**** The data

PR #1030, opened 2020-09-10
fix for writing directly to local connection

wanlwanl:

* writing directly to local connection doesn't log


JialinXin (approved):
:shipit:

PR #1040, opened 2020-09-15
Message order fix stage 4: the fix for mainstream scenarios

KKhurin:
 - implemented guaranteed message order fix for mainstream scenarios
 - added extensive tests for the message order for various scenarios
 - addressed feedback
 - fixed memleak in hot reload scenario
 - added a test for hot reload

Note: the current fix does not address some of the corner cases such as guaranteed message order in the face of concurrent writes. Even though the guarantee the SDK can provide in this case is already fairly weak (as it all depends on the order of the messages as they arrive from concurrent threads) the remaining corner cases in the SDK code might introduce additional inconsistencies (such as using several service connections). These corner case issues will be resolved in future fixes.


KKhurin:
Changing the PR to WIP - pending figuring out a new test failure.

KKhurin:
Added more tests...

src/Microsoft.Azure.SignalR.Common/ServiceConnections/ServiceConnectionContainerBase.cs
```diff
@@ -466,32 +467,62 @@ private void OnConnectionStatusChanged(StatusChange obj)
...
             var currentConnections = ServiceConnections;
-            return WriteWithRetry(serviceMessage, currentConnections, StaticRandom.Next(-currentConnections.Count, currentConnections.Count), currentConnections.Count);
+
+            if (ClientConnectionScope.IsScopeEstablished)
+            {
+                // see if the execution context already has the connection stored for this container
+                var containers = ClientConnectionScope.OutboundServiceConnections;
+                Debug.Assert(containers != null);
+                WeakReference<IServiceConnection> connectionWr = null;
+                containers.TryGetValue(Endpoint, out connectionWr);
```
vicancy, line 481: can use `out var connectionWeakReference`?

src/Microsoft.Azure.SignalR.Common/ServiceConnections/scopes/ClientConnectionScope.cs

********
**** The data

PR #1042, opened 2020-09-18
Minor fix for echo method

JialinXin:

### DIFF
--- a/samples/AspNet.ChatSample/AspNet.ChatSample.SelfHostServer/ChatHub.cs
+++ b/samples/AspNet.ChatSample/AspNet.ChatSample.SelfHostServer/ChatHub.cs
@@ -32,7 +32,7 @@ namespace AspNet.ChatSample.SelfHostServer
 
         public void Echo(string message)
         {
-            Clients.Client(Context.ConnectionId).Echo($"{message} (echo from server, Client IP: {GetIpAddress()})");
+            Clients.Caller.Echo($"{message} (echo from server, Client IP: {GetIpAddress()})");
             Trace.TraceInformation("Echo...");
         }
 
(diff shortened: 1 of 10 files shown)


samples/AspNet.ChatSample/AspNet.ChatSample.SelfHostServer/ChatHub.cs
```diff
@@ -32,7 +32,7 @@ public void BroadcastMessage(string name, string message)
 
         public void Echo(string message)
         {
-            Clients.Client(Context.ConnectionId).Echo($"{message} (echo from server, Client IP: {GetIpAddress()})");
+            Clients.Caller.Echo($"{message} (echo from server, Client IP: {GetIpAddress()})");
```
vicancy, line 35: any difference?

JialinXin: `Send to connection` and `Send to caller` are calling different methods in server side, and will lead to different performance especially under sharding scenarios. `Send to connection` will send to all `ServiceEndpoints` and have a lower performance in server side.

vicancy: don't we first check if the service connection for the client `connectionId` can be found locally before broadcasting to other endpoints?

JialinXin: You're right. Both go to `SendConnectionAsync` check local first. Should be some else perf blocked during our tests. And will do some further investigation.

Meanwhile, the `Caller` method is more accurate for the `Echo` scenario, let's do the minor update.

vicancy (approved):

********

Problem:
Could you set down, word for word, only the lines above from the line with "connection doesn't log" to the line with "- added a test for hot reload", including both?

Output below:
* writing directly to local connection doesn't log


JialinXin (approved):
:shipit:

PR #1040, opened 2020-09-15
Message order fix stage 4: the fix for mainstream scenarios

KKhurin:
 - implemented guaranteed message order fix for mainstream scenarios
 - added extensive tests for the message order for various scenarios
 - addressed feedback
 - fixed memleak in hot reload scenario
 - added a test for hot reload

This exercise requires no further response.